11. Een reeks van drie Parklandschappen
Beschrijving:
Een reeks van drie parklandschappen met bomenlanen, grote bloeiende planten op de voorgrond en vogels in de bomen en in de lucht is samen op een wand gehangen, van elkaar gescheiden door pilasters. De drie wandtapijten, die niet door boorden zijn omgeven, bezitten vergelijkbare voorstellingen, die echter nergens direct op elkaar aansluiten. Ze stellen van links naar rechts voor:
Cat. 11-a: Een rechte bomenlaan met van rechts belichte dicht opeen geplaatste rechte boomstammen die vanaf rechts naar het midden perspectivisch de diepte in gaat, met erachter een doorkijkje naar een landschap met verspreide bomen in de verte. In het midden sluit de linker bomenrij achteraan aan bij een dubbele rij bomen die naar links gaat. Links op de voorgrond staat een iets naar rechts hellende grote loofboom, met in de kruin enkele vogels, waaronder een met een grote kuif (een hop?), die zitten op de takken. Daarvoor groeien een aantal planten met grote bladeren en rood met witte bloemen.
Cat. 11-b: Een parklandschap met in het midden een grote rechthoekige vijver waarin twee fonteinen staan, verschillend van vormgeving doch beide bestaand uit twee lagen. Vooraan, aan weerszijden van de vijver, zijn daarmee in een rechte hoek balustraden geplaatst en staan links en rechts grote sierpotten met planten daarin.
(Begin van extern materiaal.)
PR #138, opened 2025-08-31
[Feature] [api] Introduce per action state consistency API

letaoj:
Linked issue: #152 

### Purpose of change

This change added a new set of APIs to make sure the action level consistency after a crash and recovery. The design was discussed in #108 

### Tests

Unit test added for the integration of ActionStateStore

### DIFF
--- a/api/src/main/java/org/apache/flink/agents/api/configuration/AgentConfigOptions.java
+++ b/api/src/main/java/org/apache/flink/agents/api/configuration/AgentConfigOptions.java
@@ -23,4 +23,8 @@ public class AgentConfigOptions {
     /** The config parameter specifies the directory for the FileEvent file. */
     public static final ConfigOption<String> BASE_LOG_DIR =
             new ConfigOption<>("baseLogDir", String.class, null);
+
+    /** The config parameter specifies the backend for action state store. */
+    public static final ConfigOption<String> ACTION_STATE_STORE_BACKEND =
+            new ConfigOption<>("actionStateStoreBackend", String.class, "inmemory");
 }
--- a/api/src/main/java/org/apache/flink/agents/api/configuration/AgentConfigOptions.java
+++ b/api/src/main/java/org/apache/flink/agents/api/configuration/AgentConfigOptions.java
@@ -26,5 +26,5 @@ public class AgentConfigOptions {
 
     /** The config parameter specifies the backend for action state store. */
     public static final ConfigOption<String> ACTION_STATE_STORE_BACKEND =
-            new ConfigOption<>("actionStateStoreBackend", String.class, "inmemory");
+            new ConfigOption<>("actionStateStoreBackend", String.class, null);
 }
--- a/runtime/src/main/java/org/apache/flink/agents/runtime/actionstate/ActionStateStore.java
+++ b/runtime/src/main/java/org/apache/flink/agents/runtime/actionstate/ActionStateStore.java
@@ -30,7 +30,7 @@ public interface ActionStateStore {
      * @param action the action the agent is taking
      * @param state the current state of the whole task
      */
-    public void put(Object key, Action action, ActionState state);
+    void put(Object key, Action action, ActionState state);
 
     /**
      * Retrieve the state of a specific action associated with a given key from the backend storage.
@@ -39,7 +39,7 @@ public interface ActionStateStore {
      * @param action the action the agent is taking
      * @return the state of the action, or null if not found
      */
-    public ActionState get(Object key, Action action);
+    ActionState get(Object key, Action action);
 
     /**
      * Retrieve all states associated with a given key from the backend storage.
@@ -47,5 +47,5 @@ public interface ActionStateStore {
      * @param key the key associated with the message
      * @return a map of key of action to action states associated with the key
      */
-    public Map<String, ActionState> getAll(Object key);
+    Map<String, ActionState> rebuildState(Object key);
 }
--- a/runtime/src/main/java/org/apache/flink/agents/runtime/actionstate/ActionStateStore.java
+++ b/runtime/src/main/java/org/apache/flink/agents/runtime/actionstate/ActionStateStore.java
@@ -1,0 +1,51 @@
+/*
+ * Licensed to the Apache Software Foundation (ASF) under one
+ * or more contributor license agreements.  See the NOTICE file
+ * distributed with this work for additional information
+ * regarding copyright ownership.  The ASF licenses this file
+ * to you under the Apache License, Version 2.0 (the
+ * "License"); you may not use this file except in compliance
+ * with the License.  You may obtain a copy of the License at
+ *
+ *     http://www.apache.org/licenses/LICENSE-2.0
+ *
+ * Unless required by applicable law or agreed to in writing, software
+ * distributed under the License is distributed on an "AS IS" BASIS,
+ * WITHOUT WARRANTIES OR CONDITIONS OF ANY KIND, either express or implied.
+ * See the License for the specific language governing permissions and
+ * limitations under the License.
+ */
+package org.apache.flink.agents.runtime.actionstate;
+
+import org.apache.flink.agents.plan.Action;
+
+import java.util.Map;
+
+/** Interface for storing and retrieving the state of actions performed by agents. */
+public interface ActionStateStore {
+    /**
+     * Store the state of a specific action associated with a given key to the backend storage.
+     *
+     * @param key the key associate with the message
+     * @param action the action the agent is taking
+     * @param state the current state of the whole task
+     */
+    public void put(Object key, Action action, ActionState state);
+
+    /**
+     * Retrieve the state of a specific action associated with a given key from the backend storage.
+     *
+     * @param key the key associated with the message
+     * @param action the action the agent is taking
+     * @return the state of the action, or null if not found
+     */
+    public ActionState get(Object key, Action action);
+
+    /**
+     * Retrieve all states associated with a given key from the backend storage.
+     *
+     * @param key the key associated with the message
+     * @return a map of key of action to action states associated with the key
+     */
+    public Map<String, ActionState> getAll(Object key);
+}
--- a/runtime/src/main/java/org/apache/flink/agents/runtime/actionstate/ActionStateStore.java
+++ b/runtime/src/main/java/org/apache/flink/agents/runtime/actionstate/ActionStateStore.java
@@ -20,6 +20,8 @@ package org.apache.flink.agents.runtime.actionstate;
 import org.apache.flink.agents.api.Event;
 import org.apache.flink.agents.plan.Action;
 
+import java.io.IOException;
+
 /** Interface for storing and retrieving the state of actions performed by agents. */
 public interface ActionStateStore {
     enum BackendType {
@@ -43,8 +45,9 @@ public interface ActionStateStore {
      * @param action the action the agent is taking
      * @param event the event that triggered the action
      * @param state the current state of the whole task
+     * @throws IOException when key generation failed
      */
-    void put(Object key, Action action, Event event, ActionState state);
+    void put(Object key, Action action, Event event, ActionState state) throws IOException;
 
     /**
      * Retrieve the state of a specific action associated with a given key from the backend storage.
@@ -53,8 +56,9 @@ public interface ActionStateStore {
      * @param action the action the agent is taking
      * @param event the event that triggered the action
      * @return the state of the action, or null if not found
+     * @throws IOException when key generation failed
      */
-    ActionState get(Object key, Action action, Event event);
+    ActionState get(Object key, Action action, Event event) throws IOException;
 
     /**
      * Retrieve all states associated with a given key from the backend storage and recover the
--- a/runtime/src/main/java/org/apache/flink/agents/runtime/actionstate/ActionStateStore.java
+++ b/runtime/src/main/java/org/apache/flink/agents/runtime/actionstate/ActionStateStore.java
@@ -17,6 +17,7 @@
  */
 package org.apache.flink.agents.runtime.actionstate;
 
+import org.apache.flink.agents.api.Event;
 import org.apache.flink.agents.plan.Action;
 
 import java.util.Map;
@@ -28,18 +29,20 @@ public interface ActionStateStore {
      *
      * @param key the key associate with the message
      * @param action the action the agent is taking
+     * @param event the event that triggered the action
      * @param state the current state of the whole task
      */
-    void put(Object key, Action action, ActionState state);
+    void put(Object key, Action action, Event event, ActionState state);
 
     /**
      * Retrieve the state of a specific action associated with a given key from the backend storage.
      *
      * @param key the key associated with the message
      * @param action the action the agent is taking
+     * @param event the event that triggered the action
      * @return the state of the action, or null if not found
      */
-    ActionState get(Object key, Action action);
+    ActionState get(Object key, Action action, Event event);
 
     /**
      * Retrieve all states associated with a given key from the backend storage.
@@ -48,4 +51,7 @@ public interface ActionStateStore {
      * @return a map of key of action to action states associated with the key
      */
     Map<String, ActionState> rebuildState(Object key);
+
+    /** Clean up state store to avoid evergrowing storage usage. */
+    void cleanUpState();
 }
--- a/runtime/src/main/java/org/apache/flink/agents/runtime/actionstate/ActionStateStore.java
+++ b/runtime/src/main/java/org/apache/flink/agents/runtime/actionstate/ActionStateStore.java
@@ -20,10 +20,22 @@ package org.apache.flink.agents.runtime.actionstate;
 import org.apache.flink.agents.api.Event;
 import org.apache.flink.agents.plan.Action;
 
-import java.util.Map;
-
 /** Interface for storing and retrieving the state of actions performed by agents. */
 public interface ActionStateStore {
+    enum BackendType {
+        INMEMORY("inmemory"),
+        KAFKA("kafka");
+
+        private final String type;
+
+        BackendType(String type) {
+            this.type = type;
+        }
+
+        public String getType() {
+            return type;
+        }
+    }
     /**
      * Store the state of a specific action associated with a given key to the backend storage.
      *
@@ -45,13 +57,20 @@ public interface ActionStateStore {
     ActionState get(Object key, Action action, Event event);
 
     /**
-     * Retrieve all states associated with a given key from the backend storage.
-     *
-     * @param key the key associated with the message
-     * @return a map of key of action to action states associated with the key
+     * Retrieve all states associated with a given key from the backend storage and recover the
+     * local action states.
      */
-    Map<String, ActionState> rebuildState(Object key);
+    void rebuildState(Object recoveryMarker);
 
     /** Clean up state store to avoid evergrowing storage usage. */
     void cleanUpState();
+
+    /**
+     * Get a marker object representing the current recovery point in the state store.
+     *
+     * @return a marker object, or null if not supported
+     */
+    default Object getRecoveryMarker() {
+        return null;
+    }
 }
--- a/runtime/src/main/java/org/apache/flink/agents/runtime/actionstate/ActionStateStore.java
+++ b/runtime/src/main/java/org/apache/flink/agents/runtime/actionstate/ActionStateStore.java
@@ -25,7 +25,6 @@ import java.io.IOException;
 /** Interface for storing and retrieving the state of actions performed by agents. */
 public interface ActionStateStore {
     enum BackendType {
-        INMEMORY("inmemory"),
         KAFKA("kafka");
 
         private final String type;
@@ -42,23 +41,28 @@ public interface ActionStateStore {
      * Store the state of a specific action associated with a given key to the backend storage.
      *
      * @param key the key associate with the message
+     * @param seqNum the sequence number of the key
      * @param action the action the agent is taking
      * @param event the event that triggered the action
      * @param state the current state of the whole task
      * @throws IOException when key generation failed
      */
-    void put(Object key, Action action, Event event, ActionState state) throws IOException;
+    void put(Object key, long seqNum, Action action, Event event, ActionState state)
+            throws IOException;
 
     /**
      * Retrieve the state of a specific action associated with a given key from the backend storage.
+     * It any of the sequence number for a key can't be found, all the states associated with the
+     * key after the sequence number should be ignored and null will be returned.
      *
      * @param key the key associated with the message
+     * @param seqNum the sequence number of the key
      * @param action the action the agent is taking
      * @param event the event that triggered the action
      * @return the state of the action, or null if not found
      * @throws IOException when key generation failed
      */
-    ActionState get(Object key, Action action, Event event) throws IOException;
+    ActionState get(Object key, long seqNum, Action action, Event event) throws IOException;
 
     /**
      * Retrieve all states associated with a given key from the backend storage and recover the
--- a/runtime/src/main/java/org/apache/flink/agents/runtime/actionstate/ActionStateStore.java
+++ b/runtime/src/main/java/org/apache/flink/agents/runtime/actionstate/ActionStateStore.java
@@ -21,6 +21,7 @@ import org.apache.flink.agents.api.Event;
 import org.apache.flink.agents.plan.Action;
 
 import java.io.IOException;
+import java.util.List;
 
 /** Interface for storing and retrieving the state of actions performed by agents. */
 public interface ActionStateStore {
@@ -37,6 +38,7 @@ public interface ActionStateStore {
             return type;
         }
     }
+
     /**
      * Store the state of a specific action associated with a given key to the backend storage.
      *
@@ -65,13 +67,18 @@ public interface ActionStateStore {
     ActionState get(Object key, long seqNum, Action action, Event event) throws IOException;
 
     /**
-     * Retrieve all states associated with a given key from the backend storage and recover the
-     * local action states.
+     * Rebuild the in-memory state from the backend storage using the provided recovery markers.
+     *
+     * @param recoveryMarkers a list of markers representing the recovery points
      */
-    void rebuildState(Object recoveryMarker);
+    void rebuildState(List<Object> recoveryMarkers);
 
-    /** Clean up state store to avoid evergrowing storage usage. */
-    void cleanUpState();
+    /**
+     * Prune the state for a given key.
+     *
+     * @param key the key whose state should be pruned
+     */
+    void pruneState(Object key);
 
     /**
      * Get a marker object representing the current recovery point in the state store.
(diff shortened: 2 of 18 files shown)


runtime/src/main/java/org/apache/flink/agents/runtime/operator/ActionExecutionOperator.java
```diff
@@ -301,20 +309,47 @@ private void processActionTaskForKey(Object key) throws Exception {
...
             builtInMetrics.markActionExecuted(actionTask.action.getName());
             currentInputEventFinished = !currentKeyHasMoreActionTask();
         } else {
-            // If the action task not finished, we should get a new action task to execute continue.
-            Optional<ActionTask> generatedActionTaskOpt = actionTaskResult.getGeneratedActionTask();
+            // If the action task is not finished, we should get a new action task to continue the
+            // execution.
             checkNotNull(
-                    generatedActionTaskOpt.isPresent(),
+                    generatedActionTaskOpt.get(),
```
letaoj, line 393: this is a potential bug that was fixed in this PR, isPresent() returns true/false and will never by null. By doing a get on optional, it will return the actual value in the optional so that we can properly check the nullity

runtime/src/main/java/org/apache/flink/agents/runtime/memory/MemoryObjectImpl.java
```diff
@@ -35,6 +36,7 @@ private enum ItemType {
     private static final String SEPARATOR = ".";
 
     private final MapState<String, MemoryItem> store;
+    private final List<MemoryUpdate> memoryUpdates;
```
xintongsong, line 45: I'd suggest to store the memory updates in the runner context. We can pass it in when creating the memory object.

1. `MemoryObject` is an user-facing API. We should at least keep `getAllUpdates()` as part of the internal implementation, so that user don't have the chance to mess-up with it.
2. `MemoryObject` can be hierachical. User may call `set()` on child memory objects. So calling `getAllUpdates()` for persistence only on the root memory object is not enough.
3. Conceptually, it's more straightforward that memory object only keeps the content that should be memorized, and all execution contextual information is maintained in the runner context.

runtime/src/main/java/org/apache/flink/agents/runtime/operator/ActionExecutionOperator.java
```diff
@@ -138,6 +145,7 @@ public ActionExecutionOperator(
         this.mailboxExecutor = mailboxExecutor;
         this.eventLogger = EventLoggerFactory.createLogger(EventLoggerConfig.builder().build());
         this.eventListeners = new ArrayList<>();
+        this.actionStateStore = new KafkaActionStateStore();
```
xintongsong: It might be better making this configurable. Although Kafka-based store is the only option we currently provide, users should have another option to not providing an external kafka service and disable this feature.

runtime/src/main/java/org/apache/flink/agents/runtime/operator/ActionExecutionOperator.java
```diff
@@ -301,20 +309,47 @@ private void processActionTaskForKey(Object key) throws Exception {
 
         // 2. Invoke the action task.
         createAndSetRunnerContext(actionTask);
-        ActionTask.ActionTaskResult actionTaskResult = actionTask.invoke();
-        for (Event actionOutputEvent : actionTaskResult.getOutputEvents()) {
+
+        boolean isFinished = false;
+        List<Event> outputEvents;
+        Optional<ActionTask> generatedActionTaskOpt;
+        ActionState actionState = actionStateStore.get(key, actionTask.action);
```
xintongsong: The key and action do not uniquely identify an action task. An action can be triggered multiple times, by different events. I think we should add the event id as part of the identifier.

runtime/src/main/java/org/apache/flink/agents/runtime/operator/ActionExecutionOperator.java
```diff
@@ -301,20 +309,47 @@ private void processActionTaskForKey(Object key) throws Exception {
...
+        if (actionState != null) {
+            isFinished = actionState.getGeneratedActionTask().isPresent();
```
xintongsong: `isFinished` should be `false` when generated action task is present.

runtime/src/main/java/org/apache/flink/agents/runtime/operator/ActionExecutionOperator.java
```diff
@@ -301,20 +309,47 @@ private void processActionTaskForKey(Object key) throws Exception {
...
+            outputEvents = actionState.getOutputEvents();
+            generatedActionTaskOpt = actionState.getGeneratedActionTask();
+            for (MemoryUpdate memoryUpdate : actionState.getMemoryUpdates()) {
+                actionTask
+                        .getRunnerContext()
+                        .getShortTermMemory()
+                        .set(memoryUpdate.getPath(), memoryUpdate.getValue());
+            }
+        } else {
```
xintongsong, line 366: In python async execution, if an action task is invoked but not finished, it will be put back to `actionTasksKState` and re-invoked later. In that case, it will falls into the `if (actionState != null)` clause, and treated as replay rather than resume.

runtime/src/main/java/org/apache/flink/agents/runtime/memory/MemoryObjectImpl.java
letaoj: sounds good. The reason why I keep it inside of the memory object is because it will ease how we keep track of the memory updates. We can tracks the update when the put is called but if the update is inside of the context, i might need to figure out a way to find the updates.

runtime/src/main/java/org/apache/flink/agents/runtime/operator/ActionExecutionOperator.java
letaoj: Originally, I was thinking that for the same action, we should always produce the same result but think about it twice, even the same action with different memory, the result could be different. I will update the key to include event id

runtime/src/main/java/org/apache/flink/agents/runtime/operator/ActionExecutionOperator.java
letaoj: make sense, i will make this configurable.

runtime/src/main/java/org/apache/flink/agents/runtime/operator/ActionExecutionOperator.java
letaoj: Thanks for catching this! Fixed.

runtime/src/main/java/org/apache/flink/agents/runtime/operator/ActionExecutionOperator.java
letaoj: Updated the condition to also check the generated actiontask is null

runtime/src/main/java/org/apache/flink/agents/runtime/operator/ActionExecutionOperator.java
letaoj: @xintongsong any suggestion on how to make it configurable? I do not see any Configuration passed in to this operator. I might miss a bit context here.

xintongsong: There's an `AgentConfiguration` in `AgentPlan`. It was introduced in PR #122

letaoj: Ah. nice. Thanks for the pointer

letaoj:
@xintongsong ack. Rebased the PR to get rid of the merge commit.

api/src/main/java/org/apache/flink/agents/api/context/RunnerContext.java
```diff
@@ -73,4 +75,12 @@ public interface RunnerContext {
...
      */
     ReadableConfiguration getConfig();
+
+    /**
+     * Gets all the updates made to this MemoryObject since it was created or the last time this
+     * method was called.
+     *
+     * @return list of memory updates
+     */
+    List<MemoryUpdate> getAllMemoryUpdates();
```
Sxnan: The `RunnerContext` is a user-facing API, and this method is intended to be invoked by the framework only. To avoid the user accidentally calling this method, we may introduce an internal interface for the framework.

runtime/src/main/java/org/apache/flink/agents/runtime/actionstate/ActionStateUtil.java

Daarachter wordt de vijver aan weerszijden begrensd door rechte bomenrijen - met vooraan een cypres en verder loofbomen - waarvan de linker rij zich achteraan naar links voortzet. Links naast de vijver zijn enkele kleine mensfiguren te zien. Op de voorgrond staat een rij bloeiende planten met grote bladeren, waaronder een distel, witte en roze rozen en een rode stokroos. Direct daarachter staat links een grote loofboom met volle bladertakken waarop enkele vogels zitten, zoals rechts van het midden een exotische rode vogel met een lange staart en blauwe vleugelveren.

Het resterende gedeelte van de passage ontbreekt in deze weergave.